Dealing with multiple read groups, from BWA to sorted .bam

0

Entering edit mode

6.3 years ago

jamiedm • 0

Hi all,

My (paired-end) sequencing data is comprised of 5 samples each ran on 3 different lanes (6,7,8):

 Sample1_L6_R1.fastq.gz,     Sample1_L6_R2.fastq.gz
 Sample1_L7_R1.fastq.gz,     Sample1_L7_R2.fastq.gz
 Sample1_L8_R1.fastq.gz,     Sample1_L8_R2.fastq.gz
...
 Sample5_L6_R1.fastq.gz,     Sample1_L6_R2.fastq.gz
 Sample5_L7_R1.fastq.gz,     Sample1_L7_R2.fastq.gz
 Sample5_L8_R1.fastq.gz,     Sample1_L8_R2.fastq.gz

My understanding is that since each sample was ran on multiple lanes, it is important to specify read groups so that downstream applications such as GATK can distinguish them. For this reason, I align each lane file separately, adding read group information like this (for Sample1_L6):

bwa mem -t #threadno.# -R "@RG\tID:S1L6\tSM:S1\tPL:ILLUMINA\tLB:FC-140-1086" /path/to/hg38ref.fa /path/to/Sample1Lane6Read1.fq /path/to/Sample1Lane6Read2.fq > S1L6_alignment.sam

Naturally, I want to go from here to sorted .bam files (one for each sample like: Sample1_sorted.bam ... Sample5_sorted.bam), so I can then RemoveDuplicates and proceed with downstream analysis.
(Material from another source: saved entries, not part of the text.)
PR #276, opened 2021-06-08
excl log_cleanup dag to perm operator

cvriel:
The permissions operator (used in the permissions DAG) crashes at some time. 

This operator uses the Amsterdam schema definition to retrieve the database objects (tables, scopes) to setup the database permissions. It uses the DAG names to retrieve the corresponding schema. However, the log_cleanup DAG does not have a schema definition. And therefore must be excluded from the logic.


jjmurre (approved):
LGTM

PR #278, opened 2021-06-10
AB#8204 New source location

cvriel:
The source files OOV overlastgebieden are moved to a different location. To succesfully connect to the location a SFTPOperator was used. This operator is a out-of-the-box operator in Airflow. In addition extra libraries where needed to execute the operator.

Further more:
- The ogr2ogr operator replaced the older bash cmd (doing the same).
- Some mypy, flake8 corrections where made that weren't addressed yet.

### DIFF
--- a/src/dags/overlastgebieden.py
+++ b/src/dags/overlastgebieden.py
@@ -1,53 +1,50 @@
 import operator
+from typing import Dict
+
 from airflow import DAG
 from airflow.models import Variable
 from airflow.operators.bash_operator import BashOperator
-from airflow.operators.postgres_operator import PostgresOperator
 from airflow.operators.dummy_operator import DummyOperator
-
-from contact_point.callbacks import get_contact_point_on_failure_callback
-from provenance_rename_operator import ProvenanceRenameOperator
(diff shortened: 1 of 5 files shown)


src/dags/overlastgebieden.py
```diff
@@ -1,53 +1,50 @@
...
-    GEO_CHECK,
-)
-
-dag_id = "overlastgebieden"
+dag_id: str = "overlastgebieden"
 
-variables_overlastgebieden = Variable.get("overlastgebieden", deserialize_json=True)
-files_to_download = variables_overlastgebieden["files_to_download"]
-tables_to_create = variables_overlastgebieden["tables_to_create"]
+variables_overlastgebieden: Dict = Variable.get("overlastgebieden", deserialize_json=True)
```
jjmurre, line 28: Voor de `Dict` en `List` types nog de datatypes van de inhoud, of de key/value tovoegen.

jjmurre (approved):
👍🏼

src/dags/overlastgebieden.py
cvriel: :+1:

My question is, what would be the 'best' way to go from three unsorted .sam files to a sorted .bam file with read groups intact (preferably with Samtools)? By 'intact' I mean that each Samplex.bam would contain three different read groups corresponding to the lanes.
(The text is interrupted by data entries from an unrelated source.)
PR #279, opened 2021-06-14
AB#3811 stroomstoringen regio Amsterdam

cvriel:
A new data processing logic for electra blackouts in region Amsterdam. The data is maintained by Liander.

### DIFF
--- a/src/dags/sql/stroomstoringen.py
+++ b/src/dags/sql/stroomstoringen.py
@@ -1,0 +1,71 @@
+# The data contains epoch times.
+# In order to translate it to a timestamp, the data is updated.
+CONVERT_DATE_TIME = """
+ALTER TABLE {{ params.tablename }} ALTER COLUMN storing_datum_gemeld TYPE varchar(50);
+ALTER TABLE {{ params.tablename }} ALTER COLUMN storing_datum_schatting TYPE varchar(50);
+ALTER TABLE {{ params.tablename }} ALTER COLUMN storing_datum_eind TYPE varchar(50);
+ALTER TABLE {{ params.tablename }} ALTER COLUMN date_end TYPE varchar(50);
+ALTER TABLE {{ params.tablename }} ALTER COLUMN storing_datum_change TYPE varchar(50);
+ALTER TABLE {{ params.tablename }} ALTER COLUMN storing_service_update TYPE varchar(50);
+ALTER TABLE {{ params.tablename }} ALTER COLUMN log_date TYPE varchar(50);
+
+UPDATE {{ params.tablename }}
+SET storing_datum_gemeld = to_timestamp(rpad(storing_datum_gemeld, 13, '0')::bigint / 1000),
+    storing_datum_schatting = to_timestamp(rpad(storing_datum_schatting, 13, '0')::bigint / 1000),
+    storing_datum_eind = to_timestamp(rpad(storing_datum_eind, 13, '0')::bigint / 1000),
+    date_end = to_timestamp(rpad(date_end, 13, '0')::bigint / 1000),
+    storing_datum_change = to_timestamp(rpad(storing_datum_change, 13, '0')::bigint / 1000),
+    storing_service_update = to_timestamp(rpad(storing_service_update, 13, '0')::bigint / 1000),
+    log_date = to_timestamp(rpad(log_date, 13, '0')::bigint / 1000)
+WHERE 1=1;
+COMMIT;
+
+ALTER TABLE {{ params.tablename }} ADD COLUMN storing_datum_gemeld_tmp TIMESTAMP
+    without time zone NULL;
+UPDATE {{ params.tablename }} SET storing_datum_gemeld_tmp = storing_datum_gemeld::TIMESTAMP;
+ALTER TABLE {{ params.tablename }} ALTER COLUMN storing_datum_gemeld TYPE TIMESTAMP
+    without time zone USING storing_datum_gemeld_tmp;
+ALTER TABLE {{ params.tablename }} DROP COLUMN storing_datum_gemeld_tmp;
+
+ALTER TABLE {{ params.tablename }} ADD COLUMN storing_datum_schatting_tmp TIMESTAMP
+    without time zone NULL;
+UPDATE {{ params.tablename }} SET storing_datum_schatting_tmp = storing_datum_schatting::TIMESTAMP;
+ALTER TABLE {{ params.tablename }} ALTER COLUMN storing_datum_schatting TYPE TIMESTAMP
+    without time zone USING storing_datum_schatting_tmp;
+ALTER TABLE {{ params.tablename }} DROP COLUMN storing_datum_schatting_tmp;
+
+ALTER TABLE {{ params.tablename }} ADD COLUMN storing_datum_eind_tmp TIMESTAMP
+    without time zone NULL;
+UPDATE {{ params.tablename }} SET storing_datum_eind_tmp = storing_datum_eind::TIMESTAMP;
+ALTER TABLE {{ params.tablename }} ALTER COLUMN storing_datum_eind TYPE TIMESTAMP
+    without time zone USING storing_datum_eind_tmp;
+ALTER TABLE {{ params.tablename }} DROP COLUMN storing_datum_eind_tmp;
+
+ALTER TABLE {{ params.tablename }} ADD COLUMN date_end_tmp TIMESTAMP
+    without time zone NULL;
+UPDATE {{ params.tablename }} SET date_end_tmp = date_end::TIMESTAMP;
+ALTER TABLE {{ params.tablename }} ALTER COLUMN date_end TYPE TIMESTAMP
+    without time zone USING date_end_tmp;
+ALTER TABLE {{ params.tablename }} DROP COLUMN date_end_tmp;
+
+ALTER TABLE {{ params.tablename }} ADD COLUMN storing_datum_change_tmp TIMESTAMP
+    without time zone NULL;
+UPDATE {{ params.tablename }} SET storing_datum_change_tmp = storing_datum_change::TIMESTAMP;
+ALTER TABLE {{ params.tablename }} ALTER COLUMN storing_datum_change TYPE TIMESTAMP
+    without time zone USING storing_datum_change_tmp;
+ALTER TABLE {{ params.tablename }} DROP COLUMN storing_datum_change_tmp;
+
+ALTER TABLE {{ params.tablename }} ADD COLUMN storing_service_update_tmp TIMESTAMP
+    without time zone NULL;
+UPDATE {{ params.tablename }} SET storing_service_update_tmp = storing_service_update::TIMESTAMP;
+ALTER TABLE {{ params.tablename }} ALTER COLUMN storing_service_update TYPE TIMESTAMP
+    without time zone USING storing_service_update_tmp;
+ALTER TABLE {{ params.tablename }} DROP COLUMN storing_service_update_tmp;
+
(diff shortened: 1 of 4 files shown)


src/dags/stroomstoringen.py
```diff
@@ -0,0 +1,137 @@
...
+from postgres_rename_operator import PostgresTableRenameOperator
+from provenance_rename_operator import ProvenanceRenameOperator
+from sql.stroomstoringen import CONVERT_DATE_TIME
+
+dag_id: str = "stroomstoringen"
+variables: dict = Variable.get("stroomstoringen", deserialize_json=True)
+endpoint_url: str = variables["data_endpoints"]["stroomstoringen"]
+
+
+today = datetime.now().strftime("%m-%d-%Y")
```
gkoller, line 29: You should probably take the timezone into account. Even when you are only after the date, you don't know before hand when a DAG is going to be scheduled. You will get an incorrect result if the DAG is scheduled during an daylight savings change. And even if you do know it will not be issue in this case, within AIrflow we generally do take timezones into account. Given the fact that code gets copied it is best to do it properly.

Airflow uses the `pendulum` library. I'm not sure if pendulum timezones are compatible with those of the Python stdlib. Hence it is best to use `pendulum` exclusively

```python
import pendulum
from airflow.settings import TIMEZONE

# uppercase as it is used as a constant
TODAY = pendulum.now(TIMEZONE).format("MM-DD-YYYY")
```

BTW is the date format really month, day, year in that order?

src/dags/sql/stroomstoringen.py
```diff
@@ -0,0 +1,71 @@
...
+
+UPDATE {{ params.tablename }}
+SET storing_datum_gemeld = to_timestamp(rpad(storing_datum_gemeld, 13, '0')::bigint / 1000),
+    storing_datum_schatting = to_timestamp(rpad(storing_datum_schatting, 13, '0')::bigint / 1000),
+    storing_datum_eind = to_timestamp(rpad(storing_datum_eind, 13, '0')::bigint / 1000),
+    date_end = to_timestamp(rpad(date_end, 13, '0')::bigint / 1000),
+    storing_datum_change = to_timestamp(rpad(storing_datum_change, 13, '0')::bigint / 1000),
+    storing_service_update = to_timestamp(rpad(storing_service_update, 13, '0')::bigint / 1000),
+    log_date = to_timestamp(rpad(log_date, 13, '0')::bigint / 1000)
+WHERE 1=1;
```
gkoller, line 20: `1=1` does not do anyhing

src/dags/sql/stroomstoringen.py
```diff
@@ -0,0 +1,71 @@
...
+ALTER TABLE {{ params.tablename }} ALTER COLUMN storing_datum_gemeld TYPE varchar(50);
+ALTER TABLE {{ params.tablename }} ALTER COLUMN storing_datum_schatting TYPE varchar(50);
+ALTER TABLE {{ params.tablename }} ALTER COLUMN storing_datum_eind TYPE varchar(50);
+ALTER TABLE {{ params.tablename }} ALTER COLUMN date_end TYPE varchar(50);
+ALTER TABLE {{ params.tablename }} ALTER COLUMN storing_datum_change TYPE varchar(50);
+ALTER TABLE {{ params.tablename }} ALTER COLUMN storing_service_update TYPE varchar(50);
+ALTER TABLE {{ params.tablename }} ALTER COLUMN log_date TYPE varchar(50);
+
+UPDATE {{ params.tablename }}
+SET storing_datum_gemeld = to_timestamp(rpad(storing_datum_gemeld, 13, '0')::bigint / 1000),
```
gkoller, line 13: Your comment says: `# The data contains epoch times.` if that is the case I think `to_timestamp(<column_name>)` is sufficient?

If it isn't sufficient could you then explain why you are using `rpad` and `/ 1000`?

src/dags/sql/stroomstoringen.py
```diff
@@ -0,0 +1,71 @@
...
+    storing_datum_eind = to_timestamp(rpad(storing_datum_eind, 13, '0')::bigint / 1000),
+    date_end = to_timestamp(rpad(date_end, 13, '0')::bigint / 1000),
+    storing_datum_change = to_timestamp(rpad(storing_datum_change, 13, '0')::bigint / 1000),
+    storing_service_update = to_timestamp(rpad(storing_service_update, 13, '0')::bigint / 1000),
+    log_date = to_timestamp(rpad(log_date, 13, '0')::bigint / 1000)
+WHERE 1=1;
+COMMIT;
+
+ALTER TABLE {{ params.tablename }} ADD COLUMN storing_datum_gemeld_tmp TIMESTAMP
+    without time zone NULL;
```
gkoller, line 24: Why are you storing timestamps without a timezone?  How do external systems know what timezone the timestamps are in?

src/dags/sql/stroomstoringen.py
```diff
@@ -0,0 +1,71 @@
...
+UPDATE {{ params.tablename }} SET storing_datum_gemeld_tmp = storing_datum_gemeld::TIMESTAMP;
```
gkoller, line 25: If you allow these columns to have a timezone you don't need an explicit cast to `::TIMEZONE`

src/dags/sql/stroomstoringen.py
```diff
@@ -0,0 +1,71 @@
...
+    without time zone USING storing_service_update_tmp;
+ALTER TABLE {{ params.tablename }} DROP COLUMN storing_service_update_tmp;
+
+ALTER TABLE {{ params.tablename }} ADD COLUMN log_date_tmp TIMESTAMP
+    without time zone NULL;
+UPDATE {{ params.tablename }} SET log_date_tmp = log_date::TIMESTAMP;
+ALTER TABLE {{ params.tablename }} ALTER COLUMN log_date TYPE TIMESTAMP
+    without time zone USING log_date_tmp;
+ALTER TABLE {{ params.tablename }} DROP COLUMN log_date_tmp;
+"""
```
gkoller, line 71: This all seems very complex just to alter the data type of a column. I looked at the [PostgreSQL documentation ](https://www.postgresql.org/docs/12/sql-altertable.html ) and there is a better way:

Untested:
```psql
ALTER TABLE {{ params.tablename }}
    ALTER COLUMN storing_datum_gemeld SET DATA TYPE timestamp with timezone using to_timestamp
    ALTER COLUMN storing_datum_schatting SET DATA TYPE timestamp with timezone using to_timestamp
    ALTER COLUMN storing_datum_eind SET DATA TYPE timestamp with timezone using to_timestamp
    ALTER COLUMN date_end SET DATA TYPE timestamp with timezone using to_timestamp
    ALTER COLUMN storing_datum_change SET DATA TYPE timestamp with timezone using to_timestamp
    ALTER COLUMN storing_service_update SET DATA TYPE timestamp with timezone using to_timestamp
    ALTER COLUMN log_date SET DATA TYPE timestamp with timezone using to_timestamp
```

src/dags/stroomstoringen.py
```diff
@@ -0,0 +1,137 @@
...
+    convert_datetime = PostgresOperator(
+        task_id="convert_datetime",
+        sql=CONVERT_DATE_TIME,
+        params={"tablename": f"{dag_id}_{dag_id}_new"},
+    )
+
+    # 6. Rename COLUMNS based on Provenance
+    provenance_translation = ProvenanceRenameOperator(
+        task_id="rename_columns",
+        dataset_name=f"{dag_id}",
```
gkoller, line 92: You are not formatting anything here. Simply use `dataset_name={dag_id},`

src/dags/stroomstoringen.py
```diff
@@ -0,0 +1,137 @@
...
+from sql.stroomstoringen import CONVERT_DATE_TIME
+
+dag_id: str = "stroomstoringen"
+variables: dict = Variable.get("stroomstoringen", deserialize_json=True)
+endpoint_url: str = variables["data_endpoints"]["stroomstoringen"]
+
+
+today = datetime.now().strftime("%m-%d-%Y")
+
+tmp_dir: str = f"{SHARED_DIR}/{dag_id}"
```
gkoller, line 31: We are half way between using `Path` versus string. For example the `HttpFetchOperator` already does accept a `Path` object for `tmp_file`. But the `Ogr2OgrOperator` does not. Personally I'd rather see us dealing with `Path` objects for as long as possible and only convert to a string when needed.

But as not all operators support it yet, a string should be okay for now. Though this could be an opportunity to convert the `Ogr2OgrOperator` to accept both `Path` and `str` similarly to `HttpFetchOperator`

src/dags/stroomstoringen.py
```diff
@@ -0,0 +1,137 @@
...
+total_checks: list = []
+count_checks: list = []
+geo_checks: list = []
+check_name: dict = {}
```
gkoller, line 35: Love it that you are using type annotations so faithfully. But in these cases MyPy and other tools will automatically infer that these are `list`s and `dict`s. What these tools can't infer is what kind of `list`s and `dict`s these are.  Providing that, provides meaningful information to MyPy.

Eg `List[str]` or `List[int]` or in case of `dict`s `Dict[str, int]` (just using something random here, don't know what it really should be)

src/dags/stroomstoringen.py
```diff
@@ -0,0 +1,137 @@
...
+db_conn: object = DatabaseEngine()
```
gkoller, line 36: This is correct, but also an extreme generalization (almost everything is an `object`).
This is better:
```python
db_conn: DatabaseEngine = DatabaseEngine()
```

Though:
```python
db_conn  = DatabaseEngine()
```
works equally well as MyPy can infer the type from the assignment.

src/dags/stroomstoringen.py
gkoller: BTW where are these global variables used?

src/dags/stroomstoringen.py
cvriel: :+1: excellent 
Yes, its month, day, year (in that order). An American format apparently.

src/dags/sql/stroomstoringen.py
cvriel: Oeps, that is deeply rooted in my system I quess...

src/dags/sql/stroomstoringen.py
cvriel: Good one, the dates are stored in millseconds. Unix timestamps measures time with seconds, and not milliseconds (in Postgres too). Therefore the values must be devided by 1000 before converting to timestamp. I wil add it to the comment :+1:

src/dags/sql/stroomstoringen.py
cvriel: Yes, agree, will change it to with timezone

src/dags/sql/stroomstoringen.py
cvriel: :+1:

src/dags/sql/stroomstoringen.py
cvriel: Thanks :+1:

src/dags/stroomstoringen.py
cvriel: Oeps...

src/dags/stroomstoringen.py
cvriel: Oeps...never used them, unfortunately it passed through the checkout. Strange, I will have a look at it...

src/dags/stroomstoringen.py
cvriel: Ah didn't know that!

I presume that samtools view -b, samtools sort, and samtools merge/cat would be the tools I need, but in which order?

I originally tried merging and converting in one step like this:

samtools merge Sample1_unsorted.bam Sample1_L6_aligned.sam Sample1_L7_aligned.sam Sample1_L8_aligned.sam

I'm unsure if this is a valid use of the tools, and I think I read somewhere that samtools merge should be ran on sorted files anyway.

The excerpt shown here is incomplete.